Chapter 13. Building Communication Components

The preceding chapters have introduced the classes that form the foundation of every communication application. The core communication classes in client-side Flash ActionScript are Video, Camera, Microphone, NetStream, NetConnection, and SharedObject. In FlashCom Server-Side ActionScript, the core classes are Application, Client, SharedObject, Stream, and NetConnection. Describing and demonstrating how to work with each class has taken up more than half of this book for good reason: facility with the core communication objects is a necessity for building applications. The preceding chapters included many small test and demonstration programs and, if you have been reading through them sequentially, you may be wondering how to turn the many examples you've seen into full-featured applications. The remainder of this book is devoted to providing you with the information and examples you need to build useful, robust, secure, and scalable applications.

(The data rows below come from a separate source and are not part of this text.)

PR #3302, opened 2022-12-05
Add 'IOLocal.lens' method to produce lens 'A <=> B'

seigert:


tests/shared/src/test/scala/cats/effect/IOLocalSpec.scala
```diff
@@ -93,4 +95,86 @@ class IOLocalSpec extends BaseSpec {
     }
   }
 
+  "IOLocal.lens" should {
```
filipwiech: Nice test suite. 👍 Was just wondering, since lens tests are a mirror of the `IOLocal` ones, would it be an option to share them for both classes through some parametrization (both `IOLocalImpl` and `IOLocalLens` extend `IOLocalBase` and `IOLocal`)? 🙂

seigert: Yeah, I've thought of it and was too lazy to do this right away. :)

Anyway, now it's done. Still, I'm not sure that the result is easier to understand than copypasted variant.

filipwiech: Thanks! 👍 
By the way, I just noticed that for the `Ref` lens, the tests do seem to be copied and even kept in a separate suite (there is `RefSpec` and `LensRefSpec`). Maybe there's already a precedent set to favour readability over code duplication in such cases (@armanbilge)? 🤔 I'm very sorry if I just caused a commotion for nothing. 🙁

core/shared/src/main/scala/cats/effect/IOLocal.scala
```diff
@@ -226,36 +259,72 @@ object IOLocal {
...
+    final def scope(value: A): Resource[IO, Unit] =
+      Resource.make(getAndSet(value))(p => set(p)).void
 
-        override def modify[B](f: A => (A, B)): IO[B] =
-          get.flatMap { a =>
-            val (a2, b) = f(a)
-            set(a2).as(b)
-          }
+    final def lens[B](get: A => B)(set: A => B => A): IOLocal[B] = self match {
+      case lens: IOLocalLens[aa, A] =>
```
filipwiech: Just to make sure, is this just an optimization to reduce indirection, or is it required for correctness? Sorry if it should be obvious, just trying to understand. 🙂

seigert: No, it should not be necessary, it's just a small pre-optimization: our getters and setters are pure, so why should we bear the cost of `.map/.flatMap` for every method of inlaid lens `A <=> B <=> C` if the same effect could be observed via functional composition of B & C getters/setters over the same A instance?

filipwiech: Thank you for the explanation! 👍 I would be in favor of including it as a comment right next to this implementation for posterity, if it wouldn't be too much of a troble. 🙂 
Related question: do you think it would be worth it to have some tests for the "lens of a lens" case, or would it be an overkill? 🙂

seigert: ~Done.~ I've added a comment.

As for additional tests, I think it will mostly test type system and `AndThen` implementation. For the former I think we may trust `scalac` and the latter is tested in `cats`. So I think they are unnecessary, but I can add them if needed.

filipwiech: Thanks, much appreciated! 🙂

filipwiech (dismissed):
LGTM. 👍

seigert:
I've rebased this MR onto @armanbilge changes in #3310.

@djspiewak, @armanbilge, any feedback about this MR will greatly appreciated. If such lensing functionality feels out of scope of cats-effects itself, maybe it's better to reject it?

armanbilge:
Thanks, sorry for the conflicts!

> If such lensing functionality feels out of scope of cats-effects itself, maybe it's better to reject it?

`Ref` already offers a similar functionality. And since `IOLocal` is `sealed` this cannot be implemented in userland. Suffice to say I think it is a worthwhile addition.

build.sbt
```diff
@@ -599,7 +599,8 @@ lazy val core = crossProject(JSPlatform, JVMPlatform, NativePlatform)
       // introduced by #3284
       // internal API change
       ProblemFilters.exclude[IncompatibleMethTypeProblem]("cats.effect.CallbackStack.apply"),
-      ProblemFilters.exclude[ReversedMissingMethodProblem]("cats.effect.IOLocal.scope")
+      ProblemFilters.exclude[ReversedMissingMethodProblem]("cats.effect.IOLocal.scope"),
+      ProblemFilters.exclude[ReversedMissingMethodProblem]("cats.effect.IOLocal.lens")
```
armanbilge: Usually we add a small comment here. Seems we forgot for `IOLocal.scope` 🤔

core/shared/src/main/scala/cats/effect/IOLocal.scala
```diff
@@ -226,39 +259,88 @@ object IOLocal {
...
    *   the type of the local value
    */
-  def apply[A](default: A): IO[IOLocal[A]] =
-    IO {
-      new IOLocal[A] { self =>
-        private[this] def getOrDefault(state: IOLocalState): A =
-          state.getOrElse(self, default).asInstanceOf[A]
+  def apply[A](default: A): IO[IOLocal[A]] = IO(new IOLocalImpl(default))
+
+  private[IOLocal] abstract class IOLocalBase[A] extends IOLocal[A] { self =>
```
armanbilge: I wonder if we should just define these methods on `IOLocal` itself?

core/shared/src/main/scala/cats/effect/IOLocal.scala
```diff
@@ -226,39 +259,88 @@ object IOLocal {
...
+        // `set`, `update` or `modify` of resulting lens.
+        // After all, our getters and setters are pure,
+        // so `AndThen` allows us to safely compose them and
+        // proxy calls to the 'original' `IOLocal` independent of
+        // current nesting level.
 
-        override def set(value: A): IO[Unit] =
-          IO.Local(state => (state.updated(self, value), ()))
+        val getter = AndThen(lens.getter).andThen(get)
+        val setter = AndThen((v: aa) => (lens.getter(v), lens.setter(v))).andThen {
```
armanbilge: Are there any stack-safety issues here? Since we are directly invoking `getter(...)` and `setter(...)`

build.sbt
seigert: I've moved both 'scope' and 'lens' directly into 'IOLocal', so this lines become unnecessary...

core/shared/src/main/scala/cats/effect/IOLocal.scala
seigert: ...but, I think it's rather uncommon for cats-effect traits to provide default implementations.

On the other hand, IOLocal is quite special anyway as it uses knowledge about IO internals.

core/shared/src/main/scala/cats/effect/IOLocal.scala
seigert: Yeah, I think you were right, so I've rewrote it w/o direct invocation on first step. 

Sadly, I've could not invent how to do it without additional `Tuple2` instance (as there is no `AndThen` for functions of arbitrary arity).

Also I've added test for it. Current stack height is 16384, which I think is quite enough and it passes in a reasonable amount of time.

djspiewak (dismissed):
Outstanding. Thank you!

This chapter describes the first and arguably most important step in building full-fledged applications. It introduces how to design and build custom communication components. Building communication components makes it possible to partition applications into well-defined building blocks that can be built and tested separately and then assembled to make a variety of applications. One advantage of composing an application out of communication components is that many components can manage their own stream and shared object resources without the rest of the application having to manipulate them. Similarly, the code and logic for communication functions such as text chat, video conferencing, shared text areas, and people lists can be encapsulated within each component. In this respect, communication components often resemble miniature applications—each may make use of multiple user interface components, employ client- and server-side code, and manage its own data. Since each communication component is relatively self-contained, adding a component to an application is relatively simple.